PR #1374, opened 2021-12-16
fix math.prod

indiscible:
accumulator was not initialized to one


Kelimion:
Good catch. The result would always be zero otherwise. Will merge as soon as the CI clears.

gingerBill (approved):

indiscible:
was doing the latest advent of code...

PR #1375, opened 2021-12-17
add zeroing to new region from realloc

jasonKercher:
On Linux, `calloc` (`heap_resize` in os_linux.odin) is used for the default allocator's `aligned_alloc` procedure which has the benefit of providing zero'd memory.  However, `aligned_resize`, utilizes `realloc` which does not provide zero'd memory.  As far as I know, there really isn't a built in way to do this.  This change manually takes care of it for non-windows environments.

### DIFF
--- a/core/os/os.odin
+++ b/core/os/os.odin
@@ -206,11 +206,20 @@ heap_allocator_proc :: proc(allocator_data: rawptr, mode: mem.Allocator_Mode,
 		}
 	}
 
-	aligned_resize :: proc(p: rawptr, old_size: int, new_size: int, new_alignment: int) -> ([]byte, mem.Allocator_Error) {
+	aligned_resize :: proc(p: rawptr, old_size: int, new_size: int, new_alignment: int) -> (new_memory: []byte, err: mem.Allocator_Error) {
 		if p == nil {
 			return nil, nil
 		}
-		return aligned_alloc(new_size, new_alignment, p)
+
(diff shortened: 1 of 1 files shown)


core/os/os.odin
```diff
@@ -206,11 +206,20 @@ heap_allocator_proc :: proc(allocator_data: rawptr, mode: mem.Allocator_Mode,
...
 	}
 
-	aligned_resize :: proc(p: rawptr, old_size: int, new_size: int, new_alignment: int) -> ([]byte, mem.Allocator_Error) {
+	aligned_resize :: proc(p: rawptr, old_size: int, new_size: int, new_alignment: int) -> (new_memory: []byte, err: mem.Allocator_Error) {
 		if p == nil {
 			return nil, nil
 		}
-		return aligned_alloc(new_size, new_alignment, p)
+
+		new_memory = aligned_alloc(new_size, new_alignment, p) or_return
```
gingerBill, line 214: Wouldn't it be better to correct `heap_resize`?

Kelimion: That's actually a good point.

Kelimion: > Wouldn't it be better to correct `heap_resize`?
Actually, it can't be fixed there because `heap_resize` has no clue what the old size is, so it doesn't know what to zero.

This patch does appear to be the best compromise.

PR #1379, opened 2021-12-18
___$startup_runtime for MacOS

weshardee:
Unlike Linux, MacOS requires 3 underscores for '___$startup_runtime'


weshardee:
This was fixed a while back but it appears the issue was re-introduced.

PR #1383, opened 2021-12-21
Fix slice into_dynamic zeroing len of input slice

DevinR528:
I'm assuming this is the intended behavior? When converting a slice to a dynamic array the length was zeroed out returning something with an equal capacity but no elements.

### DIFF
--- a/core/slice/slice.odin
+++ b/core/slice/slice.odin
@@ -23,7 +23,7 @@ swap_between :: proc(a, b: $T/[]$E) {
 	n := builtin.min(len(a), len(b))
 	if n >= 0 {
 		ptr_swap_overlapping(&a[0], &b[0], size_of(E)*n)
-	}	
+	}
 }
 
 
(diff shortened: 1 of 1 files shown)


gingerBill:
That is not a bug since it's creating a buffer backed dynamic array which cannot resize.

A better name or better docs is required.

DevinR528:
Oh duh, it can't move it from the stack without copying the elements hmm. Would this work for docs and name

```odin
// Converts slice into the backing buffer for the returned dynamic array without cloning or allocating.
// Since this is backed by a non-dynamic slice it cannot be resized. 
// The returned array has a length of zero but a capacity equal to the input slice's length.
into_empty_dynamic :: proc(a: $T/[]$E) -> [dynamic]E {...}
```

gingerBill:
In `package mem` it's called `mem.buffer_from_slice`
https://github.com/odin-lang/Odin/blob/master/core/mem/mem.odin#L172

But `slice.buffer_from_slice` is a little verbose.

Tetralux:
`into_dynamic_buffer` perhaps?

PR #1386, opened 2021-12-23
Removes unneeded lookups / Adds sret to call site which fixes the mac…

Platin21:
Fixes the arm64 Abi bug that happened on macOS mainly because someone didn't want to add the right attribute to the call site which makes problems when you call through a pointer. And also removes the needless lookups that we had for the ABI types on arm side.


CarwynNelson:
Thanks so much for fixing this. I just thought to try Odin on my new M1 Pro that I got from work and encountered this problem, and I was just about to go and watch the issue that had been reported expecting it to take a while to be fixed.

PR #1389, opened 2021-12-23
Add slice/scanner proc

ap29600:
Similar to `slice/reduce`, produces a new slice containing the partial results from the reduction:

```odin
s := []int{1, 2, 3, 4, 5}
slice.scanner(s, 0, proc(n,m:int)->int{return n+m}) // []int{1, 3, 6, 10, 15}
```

- _WHAT YOU HAVE TO DO_: Once you have read the entries, write them all out again exactly.

- _WRITTEN ANSWER_:
PR #1374, opened 2021-12-16
fix math.prod

indiscible:
accumulator was not initialized to one


Kelimion:
Good catch. The result would always be zero otherwise. Will merge as soon as the CI clears.

gingerBill (approved):

indiscible:
was doing the latest advent of code...

PR #1375, opened 2021-12-17
add zeroing to new region from realloc

jasonKercher:
On Linux, `calloc` (`heap_resize` in os_linux.odin) is used for the default allocator's `aligned_alloc` procedure which has the benefit of providing zero'd memory.  However, `aligned_resize`, utilizes `realloc` which does not provide zero'd memory.  As far as I know, there really isn't a built in way to do this.  This change manually takes care of it for non-windows environments.

### DIFF
--- a/core/os/os.odin
+++ b/core/os/os.odin
@@ -206,11 +206,20 @@ heap_allocator_proc :: proc(allocator_data: rawptr, mode: mem.Allocator_Mode,
 		}
 	}
 
-	aligned_resize :: proc(p: rawptr, old_size: int, new_size: int, new_alignment: int) -> ([]byte, mem.Allocator_Error) {
+	aligned_resize :: proc(p: rawptr, old_size: int, new_size: int, new_alignment: int) -> (new_memory: []byte, err: mem.Allocator_Error) {
 		if p == nil {
 			return nil, nil
 		}
-		return aligned_alloc(new_size, new_alignment, p)
+
(diff shortened: 1 of 1 files shown)


core/os/os.odin
```diff
@@ -206,11 +206,20 @@ heap_allocator_proc :: proc(allocator_data: rawptr, mode: mem.Allocator_Mode,
...
 	}
 
-	aligned_resize :: proc(p: rawptr, old_size: int, new_size: int, new_alignment: int) -> ([]byte, mem.Allocator_Error) {
+	aligned_resize :: proc(p: rawptr, old_size: int, new_size: int, new_alignment: int) -> (new_memory: []byte, err: mem.Allocator_Error) {
 		if p == nil {
 			return nil, nil
 		}
-		return aligned_alloc(new_size, new_alignment, p)
+
+		new_memory = aligned_alloc(new_size, new_alignment, p) or_return
```
gingerBill, line 214: Wouldn't it be better to correct `heap_resize`?

Kelimion: That's actually a good point.

Kelimion: > Wouldn't it be better to correct `heap_resize`?
Actually, it can't be fixed there because `heap_resize` has no clue what the old size is, so it doesn't know what to zero.

This patch does appear to be the best compromise.

PR #1379, opened 2021-12-18
___$startup_runtime for MacOS

weshardee:
Unlike Linux, MacOS requires 3 underscores for '___$startup_runtime'


weshardee:
This was fixed a while back but it appears the issue was re-introduced.

PR #1383, opened 2021-12-21
Fix slice into_dynamic zeroing len of input slice

DevinR528:
I'm assuming this is the intended behavior? When converting a slice to a dynamic array the length was zeroed out returning something with an equal capacity but no elements.

### DIFF
--- a/core/slice/slice.odin
+++ b/core/slice/slice.odin
@@ -23,7 +23,7 @@ swap_between :: proc(a, b: $T/[]$E) {
 	n := builtin.min(len(a), len(b))
 	if n >= 0 {
 		ptr_swap_overlapping(&a[0], &b[0], size_of(E)*n)
-	}	
+	}
 }
 
 
(diff shortened: 1 of 1 files shown)


gingerBill:
That is not a bug since it's creating a buffer backed dynamic array which cannot resize.

A better name or better docs is required.

DevinR528:
Oh duh, it can't move it from the stack without copying the elements hmm. Would this work for docs and name

```odin
// Converts slice into the backing buffer for the returned dynamic array without cloning or allocating.
// Since this is backed by a non-dynamic slice it cannot be resized. 
// The returned array has a length of zero but a capacity equal to the input slice's length.
into_empty_dynamic :: proc(a: $T/[]$E) -> [dynamic]E {...}
```

gingerBill:
In `package mem` it's called `mem.buffer_from_slice`
https://github.com/odin-lang/Odin/blob/master/core/mem/mem.odin#L172

But `slice.buffer_from_slice` is a little verbose.

Tetralux:
`into_dynamic_buffer` perhaps?

PR #1386, opened 2021-12-23
Removes unneeded lookups / Adds sret to call site which fixes the mac…

Platin21:
Fixes the arm64 Abi bug that happened on macOS mainly because someone didn't want to add the right attribute to the call site which makes problems when you call through a pointer. And also removes the needless lookups that we had for the ABI types on arm side.


CarwynNelson:
Thanks so much for fixing this. I just thought to try Odin on my new M1 Pro that I got from work and encountered this problem, and I was just about to go and watch the issue that had been reported expecting it to take a while to be fixed.

PR #1389, opened 2021-12-23
Add slice/scanner proc

ap29600:
Similar to `slice/reduce`, produces a new slice containing the partial results from the reduction:

```odin
s := []int{1, 2, 3, 4, 5}
slice.scanner(s, 0, proc(n,m:int)->int{return n+m}) // []int{1, 3, 6, 10, 15}
```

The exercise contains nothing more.